Go through the data underneath and report how many lines hold the string "labelling", giving only the number.

[Collected data entries]
☆ ☆ ☆ ☆ ☆ ☆ ☆
PR #279, opened 2019-01-24
Hartigan api

### LINKED ISSUE #139: Enable Hartigan via API
Hartigan clustering should be available via the API.

greenape:
Closes #139 

### I have:

### Description

Exposes aggregates of, and od matrices between, meaningful locations produced using the methodology developed by @gzagatti and @mgonzalezcanudas based on Isaacman et al for the World Bank's urbanisation review.

# Additions
- Adds `MeaningfulLocations`, which bundles Hartigan clustering with cluster scoring and labelling
- Adds `MeaningfulLocationAggregate` and `MeaningfulLocationsOD`
- Exposes `MeaningfulLocationAggregate` and `MeaningfulLocationsOD` via FlowAPI as `meaningful_locations_aggregate` and `meaningful_locations_od_matrix` query kinds
- Adds a function for obtaining aggregates to FlowClient
- Adds two functions for obtaining od matrices to FlowClient (between two labels, and between the same label on different date brackets)

# Misc
- Cleans up `CallDays`, `HartiganCluster`, `LabelEventScore` and `EventScore` classes and constructors
- Splits `LabelEventScore` and `EventScore` to separate files
- Switches all the compose files to use 'latest' as default instead of now defunct 'master' tag
- Skips date checking in tests by default, and adds a mark `check_available_dates` to turn it on
- Makes md5 hashing of queries a little more robust, by dumping dictionaries to json strings, which properly handles nested dicts
- Adds a bunch of smoke tests for `construct_query_object`

(Haven't included a worked example here, because I'm having a degree of difficulty figuring out how to produce one which will work with the default test data)


flowclient/flowclient/client.py
```diff
@@ -455,6 +455,320 @@ def daily_location(
...
+    labels: Dict[str, Dict[str, dict]],
+    tower_cluster_radius: float = 1.0,
+    tower_cluster_buffer: float = 0.0,
+    tower_cluster_call_threshold: int = 0,
+    tower_dow_scores: Dict[str, float] = {
+        "monday": 1,
+        "tuesday": 1,
+        "wednesday": 1,
+        "thursday": 0,
+        "friday": -1,
```
maxalbert: These values seem very context-dependent. Should we even provide a default here? Might be better to force the user to supply these values expicitly?

flowclient/flowclient/client.py
```diff
@@ -455,6 +455,320 @@ def daily_location(
...
+        "saturday": -1,
+        "sunday": -1,
+    },
+    tower_hour_of_day_scores: List[float] = [
```
maxalbert: Similar to `tower_dow_scores`, not sure if we can provide a generically useful default value here.

flowclient/flowclient/client.py
```diff
@@ -455,6 +455,320 @@ def daily_location(
...
 
+def _meaningful_locations(
+    start_date: str,
+    stop_date: str,
+    label: str,
+    labels: Dict[str, Dict[str, dict]],
+    tower_cluster_radius: float = 1.0,
+    tower_cluster_buffer: float = 0.0,
+    tower_cluster_call_threshold: int = 0,
+    tower_dow_scores: Dict[str, float] = {
```
maxalbert: Personally, I always struggle to interpret variable names that have a mix of full words and abbreviations in them.

I think I'd be in favour of a longer but more explicit name such as `tower_day_of_week_scores` (or perhaps `tower_weekday_scores`), but I realise this is personal preference so I'm also ok to leave it as it is if you prefer.

flowclient/flowclient/client.py
```diff
@@ -455,6 +455,320 @@ def daily_location(
     }
 
 
+def _meaningful_locations(
+    start_date: str,
+    stop_date: str,
+    label: str,
+    labels: Dict[str, Dict[str, dict]],
```
maxalbert: What do `label` and `labels` refer to? It's somewhat confusing that these variables have such similar names, can we make them more explicit (or provide a docstring to explain them)?

flowclient/flowclient/client.py
```diff
@@ -455,6 +455,320 @@ def daily_location(
...
+                },
+            },
+            "scores": {
+                "query_kind": "event_score",
+                "params": {
+                    "score_hour": tower_hour_of_day_scores,
+                    "score_dow": tower_dow_scores,
+                    "start": start_date,
+                    "stop": stop_date,
+                    "level": "versioned-site",
```
maxalbert: Should this still be called `level`, or can we rename it to `aggregation_unit`?

flowclient/flowclient/client.py
maxalbert: (At first I wasn't even sure if these are alternative ways of providing a value for the same thing.)

flowclient/flowclient/client.py
```diff
@@ -455,6 +455,320 @@ def daily_location(
...
+        0,
+        0,
+        0,
+        0,
+        -1,
+        -1,
+        -1,
+    ],
+    subscriber_subset: Union[dict, None] = None,
+) -> dict:
```
maxalbert: Worth adding a docstring to explain the meaning of parameters (or alternatively to refer to some other piece of documentation that explains them)? Esp. in light of the meaning of `label` vs. `labels` as mentioned above.

flowclient/flowclient/client.py
```diff
@@ -455,6 +455,320 @@ def daily_location(
...
+                tower_cluster_call_threshold=tower_cluster_call_threshold,
+                tower_cluster_radius=tower_cluster_radius,
+                tower_dow_scores=tower_dow_scores,
+                tower_hour_of_day_scores=tower_hour_of_day_scores,
+            ),
+        },
+    }
+
+
+def meaningful_locations_between_label_od_matrix(
```
maxalbert: See above: add docstring?

flowclient/flowclient/client.py
```diff
@@ -455,6 +455,320 @@ def daily_location(
...
+                tower_cluster_call_threshold=tower_cluster_call_threshold,
+                tower_cluster_radius=tower_cluster_radius,
+                tower_dow_scores=tower_dow_scores,
+                tower_hour_of_day_scores=tower_hour_of_day_scores,
+            ),
+        },
+    }
+
+
+def meaningful_locations_between_dates_od_matrix(
```
maxalbert: See above: add docstring?

flowmachine/flowmachine/features/subscriber/label_event_score.py
```diff
@@ -0,0 +1,192 @@
...
+    Parameters
+    ----------
+    scores : flowmachine.Query
+        A flowmachine.Query object.
+        This represents a table that contains scores which are used to label
+        a given location. This table must have a subscriber column (called subscriber).
+    labels : dict
+        A dictionary whose keys are the label names and the values geojson shapes,
+        specified hour of day, and day of week score, with hour of day score on the x axis
+        and day of week score on the y axis, where all values are in the range [-1, 1]
```
maxalbert:
```suggestion
        and day of week score on the y axis, where all scores are real numbers in the range [-1.0, +1.0]
```

maxalbert: To be honest, an example of a valid dict for `label` would really help here. I'm not sure I could write one down just from this description.

flowmachine/flowmachine/features/subscriber/label_event_score.py
```diff
@@ -0,0 +1,192 @@
...
+from .scores import EventScore
+from .subscriber_location_cluster import _JoinedHartiganCluster
+from ...core import Query
+
+
+class LabelEventScore(Query):
+    """
+    Represents a label event score class.
+
+    This class will label a table containing scores based on a labelling
```
maxalbert: What's the "output" of this labelling? Is it a new table, or will there be an added column to the existing table (or are the scores replaced with the labels)?

flowmachine/flowmachine/features/subscriber/label_event_score.py
```diff
@@ -0,0 +1,192 @@
...
+
+        super().__init__()
+
+    @staticmethod
+    def _make_bounds_dict(
+        geojson_labels: Dict[str, Dict[str, Any]]
+    ) -> Dict[str, BaseGeometry]:
+        """
+        Takes a dictionary of labels and bounds expressed as lists of geojson shapes
+        and returns a dictionary of labels and bounds expressed as Shapely polygons.
```
maxalbert: Do I understand correctly that the purpose of this helper method is to convert geojson objects into shapely polygons? From the name `_make_bounds_dict()` I would have expected that it constructs a new dictionary containing bounds. But AFAIU it basically transforms an existing dictionary? So maybe rename the method to `_convert_bounds_to_shapely_polygons` or similar?

flowmachine/flowmachine/features/subscriber/label_event_score.py
```diff
@@ -0,0 +1,192 @@
...
+    ):
+
+        self.scores = scores
+        if not isinstance(scores, Query):
+            raise TypeError(
+                "Scores must be of type Query, e.g. EventScores, Table, CustomQuery"
+            )
+
+        labels = LabelEventScore._make_bounds_dict(labels)
+        LabelEventScore.bounds_dict_has_overlaps(labels)
```
maxalbert: This reads a little confusingly, because the method name implies that it returns a boolean but the return value is ignored here. Can we rename it to `LabelEventScore.verify_bounds_dict_has_no_overlaps(labels)` or similar?

flowmachine/flowmachine/features/subscriber/label_event_score.py
```diff
@@ -0,0 +1,192 @@
...
+
+    def _make_query(self):
+
+        scores_cols = self.scores.column_names
+        scores = f"({self.scores.get_query()}) AS scores"
+
+        sql = f"""
+        SELECT COALESCE(score_bounds.label, 'unknown') as label, scores.* FROM {scores}
+        LEFT JOIN {LabelEventScore._get_sql_bound(self.labels)}
+        ON st_contains(score_bounds.geom, st_point(scores.score_hour, scores.score_dow))
```
maxalbert: Nitpick: I think in other places we are using capitalised versions of PostGIS commants. Since we're also uppercasing SQL commands, maybe best to stick to the versions used in the official PostGIS docs (e.g. `ST_Contains`, `ST_Point`)?

flowmachine/flowmachine/features/subscriber/label_event_score.py
```diff
@@ -0,0 +1,192 @@
...
+    ----------
+    scores : flowmachine.Query
+        A flowmachine.Query object.
+        This represents a table that contains scores which are used to label
+        a given location. This table must have a subscriber column (called subscriber).
+    labels : dict
+        A dictionary whose keys are the label names and the values geojson shapes,
+        specified hour of day, and day of week score, with hour of day score on the x axis
+        and day of week score on the y axis, where all values are in the range [-1, 1]
+    required :
```
maxalbert: Missing type (str or None?)

flowmachine/flowmachine/features/subscriber/label_event_score.py
```diff
@@ -0,0 +1,192 @@
...
+        Specifies a label which every subscriber must possess independently of
```
maxalbert: From reading this it's not clear to me whether `required` must be supplied for `LabelEventScore` to function correctly. Also, what is the difference in logic depending on whether or not it is supplied?

flowmachine/flowmachine/features/subscriber/label_event_score.py
maxalbert: Not sure if this is easy to do, but it would be great to have an example of the input and output in this docstring.

flowmachine/flowmachine/features/subscriber/label_event_score.py
```diff
@@ -0,0 +1,192 @@
...
+            """
+
+        return sql
+
+    @property
+    def column_names(self) -> List[str]:
+        return ["label"] + self.scores.column_names
+
+    @staticmethod
+    def _get_sql_bound(bounds: Dict[str, List[Dict[str, float]]]) -> str:
```
maxalbert:
```suggestion
    def _get_bound_as_sql(bounds: Dict[str, List[Dict[str, float]]]) -> str:
```

flowmachine/flowmachine/features/subscriber/label_event_score.py
```diff
@@ -0,0 +1,192 @@
...
+            SQL case statement
+
+        """
+        table_rows = []
+        for label, label_bounds in bounds.items():
+            table_rows.append(f"('{label}', '{label_bounds.wkt}'::geometry)")
+        return f"(VALUES {', '.join(table_rows)}) as score_bounds(label, geom)"
+
+    @staticmethod
+    def bounds_dict_has_overlaps(bounds: Dict[str, BaseGeometry]) -> bool:
```
maxalbert: See comment above about renaming this, e.g. to `verify_bounds_dict_has_no_overlaps`?

flowmachine/flowmachine/features/subscriber/meaningful_locations.py
```diff
@@ -0,0 +1,259 @@
...
+
+    This is an extension of work by Isaacman et al.[1]_ by Flowminder in collaboration with the World Bank[2]_.
+
+    Parameters
+    ----------
+    clusters : HartiganCluster
+        Per subscriber clusters of towers
+    scores : EventScore
+        Per user, per tower scores based on hour of day and day of week of interactions with the tower
+    labels : LabelEventScore
```
maxalbert: In this class the difference between the `labels` and `label` argument is a little clearer, but probably still worth expanding on it (or giving an example in the docstring).

flowmachine/flowmachine/features/subscriber/meaningful_locations.py
```diff
@@ -0,0 +1,259 @@
...
+        SELECT subscriber, label, cluster, (sum(1) OVER (PARTITION BY subscriber)) as n_clusters FROM 
+            ({self.labelled_subset.get_query()}) clus 
+        GROUP BY subscriber, label, cluster
+        ORDER BY subscriber
+        """
+
+
+class MeaningfulLocationsAggregate(Query):
+    """
+    Aggregates an individual level meaningful location to a spatial unit by assigning
```
maxalbert:
```suggestion
    Aggregates an individual-level meaningful location to a spatial unit by assigning
```

flowmachine/flowmachine/features/subscriber/meaningful_locations.py
```diff
@@ -0,0 +1,259 @@
...
+    subscribers with clusters in that unit to it. For subscribers with more than one cluster,
+    assigns `1/n_clusters` to each spatial unit that the cluster lies in.
+
+    Parameters
+    ----------
+    meaningful_locations : MeaningfulLocations
+        A per-subscriber meaningful locations object to aggregate
+    level : {"admin3", "admin2", "admin1", "grid", "polygon"}, default "admin3"
```
maxalbert: Rename `level` to `aggregation_unit`?

flowmachine/flowmachine/features/subscriber/meaningful_locations.py
```diff
@@ -0,0 +1,259 @@
...
+        Spatial unit to aggregate to
+    column_name : str or list of str, default None
+        Optionally specify a non-default column name or names from the spatial unit table
+    polygon_table : str, default None
+        When using the "polygon" level, you must specify the fully qualified name of a table
```
maxalbert: Substitute "level" with "aggregation unit"?

flowmachine/flowmachine/features/subscriber/meaningful_locations.py
```diff
@@ -0,0 +1,259 @@
...
+        containing polygons.
+    geom_column : str, default "geom"
+        When using the "polygon" level, you must specify the name of column containing geometry
```
maxalbert: Substitute "level" with "aggregation unit"?

flowmachine/flowmachine/features/subscriber/meaningful_locations.py
```diff
@@ -0,0 +1,259 @@
...
+    size : int, default None
+        When using the "grid" level, you must specify the size of the grid to use in KM
```
maxalbert: Substitute "level" with "aggregation unit"?

maxalbert: (Similar for other classes where appropriate)

flowmachine/flowmachine/features/subscriber/meaningful_locations.py
```diff
@@ -0,0 +1,259 @@
...
+
+    @property
+    def column_names(self) -> List[str]:
+        return (
+            ["label"] + get_columns_for_level(self.level, self.column_name) + ["total"]
+        )
+
+    def _make_query(self):
+        agg_query, agg_cols = self.aggregator._geo_augmented_query()
+        level_cols = get_columns_for_level(self.level, self.column_name)
```
maxalbert: Note to self: a _lot_ of this "levels" logic is duplicated and spread all over the place. Will be good to make this the focus of one of the next refactorings to encapsulate it (and esp. allow treating all aggregation units uniformly) so that no other code needs to know about and deal with this logic.

flowmachine/flowmachine/features/subscriber/scores.py
```diff
@@ -112,20 +102,73 @@ class EventScore(Query):
...
+            "friday",
+            "saturday",
+            "sunday",
+        }:
+            raise ValueError(
+                f"Day of week score dictionary must have values for all days. Only got {set(score_dow.keys())}"
+            )
+        if len(score_hour) != 24:
+            raise ValueError(
+                f"Hour of day score dictionary must have values for all hours. Only got {len(score_hour)}"
```
maxalbert: Maybe remove "only" because implies that the user always provides fewer than 24 hours?

flowmachine/tests/conftest.py
```diff
@@ -62,13 +63,15 @@ def pytest_itemcollected(item):
...
-@pytest.fixture
-def skip_datecheck(monkeypatch):
+@pytest.fixture(autouse=True)
+def skip_datecheck(request, monkeypatch):
     """Temporarily patches EventTableSubset so that it thinks any date is
     available, _without_ needing to touch the database. This shaves a little
     time off every `daily_location` creation.
     """
-    monkeypatch.setattr(EventTableSubset, "_check_dates", lambda x: True)
+    run_date_checks = request.node.get_closest_marker("check_available_dates", False)
```
maxalbert: What does this line do? From the docstring it sounds like the purpose of `skip_datecheck` is to unconditionally patch `EventTableSubset`, so what is the purpose of this?

maxalbert: Oh I see, this is needed for the `@pytest.mark.check_available_dates` decorator below. This should be clarified in the docstring then.

flowmachine/flowmachine/features/subscriber/label_event_score.py
maxalbert: One thing that only occurred to me when I looked at the tests (and only because we discussed the algorithm a couple of days a ago) is that these geojson shapes are _not_ your typical geographic locations but that they refer to polygons in the "phase space" of valid scores. This really needs to be clarified somewhere, otherwise it's impossible for users to guess the meaning.

flowmachine/tests/test_label_event_score.py
```diff
@@ -0,0 +1,233 @@
...
+                        ]
+                    ],
+                }
+            },
+        )
+
+
+def test_whether_required_label_relabels(get_dataframe):
+    """
+    Test whether required label relabel the location of subscribers who did not originally have the required label.
```
maxalbert: Hmm, I'm still not sure whether I understand what the meaning/purpose of the required label actually is. Does this mean it unconditionally relabels locations of subscribers to this? Or only previously unassigned locations?

flowmachine/tests/test_label_event_score.py
```diff
@@ -0,0 +1,233 @@
...
+        },
+        required="evening",
+    )
+    df = get_dataframe(ls)
+    assert list(df["label"].unique()) == ["evening"]
+
+
+def test_overlaps_bounds_dict():
+    """
+    Should return False if there are no overlaps in the labels dict.
```
maxalbert: I think I'd prefer for `bounds_dict_has_overlaps` to be renamed to e.g. `verify_...` or `check_...` and either pass silently or raise an exception on failure.

flowmachine/tests/test_label_event_score.py
```diff
@@ -0,0 +1,233 @@
...
+        },
+        ValueError,
+    ),
+]
+
+
+@pytest.mark.parametrize("bad_bound", next(zip(*bad_bounds)))
+def test_constructor_raises_value_error(bad_bound):
+    """
+    Constructor should only raise value errors.
```
maxalbert: Not opposed to this, but out of curiosity, what's the reason we (a) want this and (b) explicitly need to test for it?

flowmachine/tests/test_meaningful_locations.py
```diff
@@ -0,0 +1,299 @@
...
+                label="evening",
+            ),
+            level="NOT_A_LEVEL",
+        )
+
+
+def test_column_names_meaningful_locations_od(
+    exemplar_level_param, get_column_names_from_run
+):
+    """ Test that column_names property matches head(0) for an od matrix between meaningful locations"""
```
maxalbert: Again just a note to self: we have a bunch of tests that test this property for each query. We can probably encapsulate this better and ensure it is automatically valid?

flowmachine/tests/test_meaningful_locations.py
```diff
@@ -0,0 +1,299 @@
...
+        mfl_od = MeaningfulLocationsOD(
+            meaningful_locations_a=mfl, meaningful_locations_b=mfl, level="NOT_A_LEVEL"
+        )
+
+
+def test_meaningful_locations_od_results(get_dataframe):
+    """
+    Test that od on MeaningfulLocations returns expected results and counts clusters per subscriber correctly.
+    """
+    # Because of the nature of the test data, we can't actually test much for most admin levels because
```
maxalbert:
```suggestion
    # FIXME: Because of the nature of the test data, we can't actually test much for most admin levels because
```

flowmachine/tests/test_meaningful_locations.py
```diff
@@ -0,0 +1,299 @@
...
+
+    with pytest.raises(BadLevelError):
+        mfl_od = MeaningfulLocationsOD(
+            meaningful_locations_a=mfl, meaningful_locations_b=mfl, level="NOT_A_LEVEL"
+        )
+
+
+def test_meaningful_locations_od_results(get_dataframe):
+    """
+    Test that od on MeaningfulLocations returns expected results and counts clusters per subscriber correctly.
```
maxalbert:
```suggestion
    Test that OD on MeaningfulLocations returns expected results and counts clusters per subscriber correctly.
```

josh-gree:
Just a suggestion here - do feel free to ignore. 

It may make sense to completely ignore the day of the week score in the api!? It really makes no sense in terms of classifying things as day/night. Only having one dimension along which to do the classification would also remove the need to think about using geometries of any kind to do the classification. 

How it currently stands the decision to use geometries to do the classification in the dow/hod axis is really quite confusing. I see that perhaps it makes sense if you would like to have multiple disjoint areas that are assigned to different classes but I can't really see a case where you would want this!?

Really you want 3 classes night, no idea, possibly day and the best way to do that is just split the hod score into three sections. I would suggest that just providing the ability to specify two numbers (day_bound, night_bound) is the best way to do the classification. Everything less than day_bound is a day location, everything greater than night_bound is a night location and everything in the middle is unknown...my inequalities may be the wrong way round but depends on how you do the hod score anyway...

flowmachine/flowmachine/features/subscriber/meaningful_locations.py
greenape: Gonna skip that for now, because all of the test harness stuff assumes level is the name of the arg.

greenape:
@josh-gree Definitely be worth providing a super (relatively) simple API for this that works as described, but it would sacrifice a lot of flexibility. Basically, feels like taking one decision too many for the end user to me - day/night isn't the only thing this might be used for.

flowmachine/flowmachine/features/subscriber/meaningful_locations.py
maxalbert: Ok 👍

josh-gree:
It may sacrifice flexibility but the question remains whether the flexibility present is what we need!? I have spent many hours staring at the dow/hod "Phase space" the extra dimension adds nothing as far as I am concerned...it just complicates the situation! There is no clear separation into home / work areas and that would be the only reason for having the dow score. 

You could of course make the argument that this should be much more general and that we should allow arbitrary scoring functions applied to the users interactions with each cluster and that then a much more complicated method for cleaving the resulting space into the various classes would be needed...of course I am not suggesting this...

So yeah only having hod score removes flexibility but it simplifies the use of this function greatly. 

Anyway I would ask that you think of a different way of doing the class areas that does not involve using geometries! The original way seemed much more user friendly to me...

```
{
'evening': 
'(score_hour > 0) AND (score_dow > 0.5 OR score_dow < -0.5)' , 
'daytime': 
'(score_hour < 0) AND (score_dow < 0.5 AND score_dow > -0.5)'
}
```

Perhaps allowing for a list of constraints if needed!?

greenape:
I'm averse to forcing people to write SQL, which we can't check is even going to be syntactically correct before execution _and_ requires you to have a bunch of mitigation stuff in place for injection attacks.

I did initially implement the labelling as just accepting upper & lower bounds, but that's obviously waaaaay less flexible than the original SQL were clause approach. So, I've gone with geometries because they're really what you'd be expressing anyway, there's a decent standard for expressing them, checking they're valid, checking that your bounds are exclusive etc.

josh-gree:
Ok then perhaps not raw SQL then I can see that's probably a bad idea via an API. Then perhaps just top left, bottom right? Possibly a list of? In what situation do you want an arbitrary non rectangular region?

josh-gree:
Yeah but I am not suggesting we add anything to the algorithm I am suggesting we make it less complex and thus more usable. Day of the week is not needed - if anybody can come up with a way of splitting the phase space that makes sense to classify home and work then I am all for it. However I don't think it's possible...

flowclient/flowclient/client.py
```diff
@@ -455,6 +455,434 @@ def daily_location(
...
+    """
+    Helper function which constructs a spec for a meaningful locations query
+    to be aggregated.
+    
+    Parameters
+    ----------
+    start_date : str
+        ISO format date that begins the period, e.g. "2016-01-01"
+    stop_date : str
+        ISO format date that begins the period, e.g. "2016-01-07"
```
jch1g10:
```suggestion
        ISO format date that ends the period, e.g. "2016-01-07"
```

flowclient/flowclient/client.py
```diff
@@ -455,6 +455,434 @@ def daily_location(
...
+        tower.
+    tower_hour_of_day_scores : list of float
+        A length 24 list containing numerical scores in the range [-1.0, +1.0], where the first entry is midnight.
+        Each of a subscriber's interactions with a tower is given a score for the hour of the day it took place in. For
+        example, if the first entry of this list was 1, and all others were zero, each interaction the subscriber had
+        that used a tower at midnight would receive a score of 1. If the subscriber used a particular tower twice, once
+        at midnight, and once at noon, the final hour score for that tower would be 0.5.
+    tower_cluster_radius : float
+        When constructing clusters, towers will be considered for inclusion in a cluster only if they are within this
+        number of KM from the current cluster centroid. Hence, large values here will tend to produce clusters containing
```
jch1g10:
```suggestion
        number of km from the current cluster centroid. Hence, large values here will tend to produce clusters containing
```

flowclient/flowclient/client.py
```diff
@@ -455,6 +455,434 @@ def daily_location(
...
+) -> dict:
+    """
+    Return an origin-destination matrix between two meaningful locations at some unit of spatial aggregation.
+    Generates clusters of towers used by subscribers' over the given time period, scores the clusters based on the
+    subscribers' usage patterns over hours of the day and days of the week. Each subscriber then has a number of
+    clusters, each of which has a score for hourly usage, and day of week usage. These clusters are then labelled
+    based on whether they overlap with the regions of that space defined in the `labels` parameter.
+
+    Once the clusters are labelled, those clusters which have either `label_a` or `label_b` are extracted, and then
+    a count of of number of subscribers who move between the labels is returned, after aggregating spatially.
```
jch1g10:
```suggestion
    a count of number of subscribers who move between the labels is returned, after aggregating spatially.
```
☆ ☆ ☆ ☆ ☆ ☆ ☆
• [RESPONSE]: 4